Added an internal debug option to KeyMultiValue to make it easier to test user reduce functions that work on multi-block KMV pairs.

This is the list of changed files from the 14 Apr 2010 version.


14 Apr 2010

Added a print() function to the library to print-out KeyValue and KeyMultiValue pairs to the screen, useful for debugging.

This is the list of changed files from the 15 Mar 2010 version.


15 Mar 2010

New release of MR-MPI library. 7102 lines of code in src dir.

The new version adds the following features:

See this section of the documentation for further details on out-of-core operation.

See this section of the documentation for a discussion of the (very large) limits on data set sizes that the library can now process.


1 Mar 2010

Final update to in-core version before releasing out-of-core version. This upgrade just tweaks a few small cosmetic things.

This is the list of changed files from the 22 Apr 2009 version.


22 Apr 2009

This upgrade adds 3 small features:

1) A timer setting that enables output of timing info from each library call.

2) A new map() option to pass in an existing set of key/value pairs, operate on them via the user's map function (one key/value at a time), producing a new set of key/value pairs. This is an alternative to using the clone() method to turn the key/value pairs into key/multivalue pairs and then perform a reduce() on them.

3) Some clean-up inside the library of KeyValue and KeyMultiValue objects when various calls transform data from one to the other. This should prevent users from invoking a call that uses an old KV or KMV object that was already converted to something else by a previous call.

This is the list of changed files from the 19 Apr 2009 version.


19 Apr 2009

Added some Makefiles for different machines and changed the C library interface to the dummy MPI library, so that pure C programs can be built with a C compiler instead of C++. Ditto for the C examples provided.

This is the list of changed files from the 18 Apr 2009 version.


18 Apr 2009

Added a dummy serial Pypar file to the examples dir, so that the Python script examples can be run (in serial) even if you don't have Pypar (Python wrapper on MPI) installed.
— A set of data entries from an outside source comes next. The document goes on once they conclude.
PR #1079, opened 2018-11-17
[Bugfix] Update VIRTUAL_ENV_DISABLE_PROMPT value

josselinauguste:
Following a prezto update, the flag value of the VIRTUAL_ENV_DISABLE_PROMPT variable is now 12 (https://github.com/sorin-ionescu/prezto/blob/e9387a177e04b05dcf4f82e622615ddd32c558db/modules/python/init.zsh#L103).

### DIFF
--- a/powerlevel9k.zsh-theme
+++ b/powerlevel9k.zsh-theme
@@ -1648,7 +1648,7 @@ prompt_vi_mode() {
 # https://virtualenv.pypa.io/en/latest/
 prompt_virtualenv() {
   local virtualenv_path="$VIRTUAL_ENV"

This is the list of changed files from the 17 Apr 2009 version.


17 Apr 2009

Enhanced the C++ and C word-frequency example programs to read arbitrary sized text files (under 2 Gb).

This is the list of changed files from the 16 Apr 2009 version.


16 Apr 2009

Restored some commented-out code in the examples/rmat.py Python script.

This is the list of changed files from the 15 Apr 2009 version.


15 Apr 2009

The Python wrapper files got accidentally whacked in the 14Apr09 upgrade due to a faulty script. This upgrade restores them.

This is the list of changed files from the 14 Apr 2009 version.


14 Apr 2009

Added an error check to the gather() function if proc count < 1 or proc count > actual procs.

This is the list of changed files from the 13 Apr 2009 version.


13 Apr 2009

Initial public release of MR-MPI. 3730 lines of code in src dir. This version supercedes earlier distributed beta versions.